*** Opening of SOURCE INFORMATION ***
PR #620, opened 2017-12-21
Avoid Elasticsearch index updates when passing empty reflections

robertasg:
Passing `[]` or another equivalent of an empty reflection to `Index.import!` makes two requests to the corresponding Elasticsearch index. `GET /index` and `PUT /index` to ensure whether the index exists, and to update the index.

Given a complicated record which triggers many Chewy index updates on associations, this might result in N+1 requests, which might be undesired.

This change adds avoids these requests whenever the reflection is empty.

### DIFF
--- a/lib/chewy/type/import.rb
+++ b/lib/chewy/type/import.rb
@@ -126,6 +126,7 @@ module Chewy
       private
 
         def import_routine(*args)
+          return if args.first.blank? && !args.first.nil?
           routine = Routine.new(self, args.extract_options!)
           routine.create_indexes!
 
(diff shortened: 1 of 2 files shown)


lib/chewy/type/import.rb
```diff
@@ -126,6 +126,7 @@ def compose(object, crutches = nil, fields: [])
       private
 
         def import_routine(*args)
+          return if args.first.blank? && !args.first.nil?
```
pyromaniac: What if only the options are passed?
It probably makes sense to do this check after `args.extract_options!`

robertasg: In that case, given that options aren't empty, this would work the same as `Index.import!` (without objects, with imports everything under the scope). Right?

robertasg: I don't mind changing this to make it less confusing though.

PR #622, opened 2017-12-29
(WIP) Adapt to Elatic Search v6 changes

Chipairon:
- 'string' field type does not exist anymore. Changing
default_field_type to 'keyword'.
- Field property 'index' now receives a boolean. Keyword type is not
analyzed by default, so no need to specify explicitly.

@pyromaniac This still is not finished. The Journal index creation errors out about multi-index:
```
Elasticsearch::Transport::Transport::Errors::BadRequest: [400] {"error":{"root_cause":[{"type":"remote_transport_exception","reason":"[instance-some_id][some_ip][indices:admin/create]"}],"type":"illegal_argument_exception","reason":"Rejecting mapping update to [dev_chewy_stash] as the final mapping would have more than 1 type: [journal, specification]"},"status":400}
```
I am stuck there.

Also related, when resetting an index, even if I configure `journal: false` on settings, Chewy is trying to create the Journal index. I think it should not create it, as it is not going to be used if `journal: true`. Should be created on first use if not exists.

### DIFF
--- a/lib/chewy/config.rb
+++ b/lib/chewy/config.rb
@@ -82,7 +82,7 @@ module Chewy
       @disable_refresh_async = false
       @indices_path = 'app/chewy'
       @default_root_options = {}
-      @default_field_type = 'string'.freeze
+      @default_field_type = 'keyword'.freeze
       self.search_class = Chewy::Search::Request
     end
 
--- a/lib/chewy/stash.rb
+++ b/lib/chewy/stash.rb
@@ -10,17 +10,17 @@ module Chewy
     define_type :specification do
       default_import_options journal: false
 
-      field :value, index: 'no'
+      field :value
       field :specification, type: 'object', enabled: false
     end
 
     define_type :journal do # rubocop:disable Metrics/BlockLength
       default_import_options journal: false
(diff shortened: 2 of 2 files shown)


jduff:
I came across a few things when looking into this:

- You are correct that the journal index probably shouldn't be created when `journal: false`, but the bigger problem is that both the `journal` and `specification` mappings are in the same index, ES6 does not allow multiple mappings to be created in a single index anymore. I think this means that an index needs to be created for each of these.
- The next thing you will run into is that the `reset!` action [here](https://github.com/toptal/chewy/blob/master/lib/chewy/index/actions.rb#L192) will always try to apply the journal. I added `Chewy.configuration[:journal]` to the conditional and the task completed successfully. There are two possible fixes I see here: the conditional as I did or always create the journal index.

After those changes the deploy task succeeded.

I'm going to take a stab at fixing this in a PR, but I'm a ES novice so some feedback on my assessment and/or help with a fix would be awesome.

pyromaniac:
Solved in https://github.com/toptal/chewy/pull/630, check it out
*** Close of SOURCE INFORMATION ***
▶ WHAT TO PRODUCE
In the records above, find each line that mentions the string "false", then copy it.

▶ FINAL ANSWER
Also related, when resetting an index, even if I configure `journal: false` on settings, Chewy is trying to create the Journal index. I think it should not create it, as it is not going to be used if `journal: true`. Should be created on first use if not exists.
       @disable_refresh_async = false
       default_import_options journal: false
       field :specification, type: 'object', enabled: false
       default_import_options journal: false
- You are correct that the journal index probably shouldn't be created when `journal: false`, but the bigger problem is that both the `journal` and `specification` mappings are in the same index, ES6 does not allow multiple mappings to be created in a single index anymore. I think this means that an index needs to be created for each of these.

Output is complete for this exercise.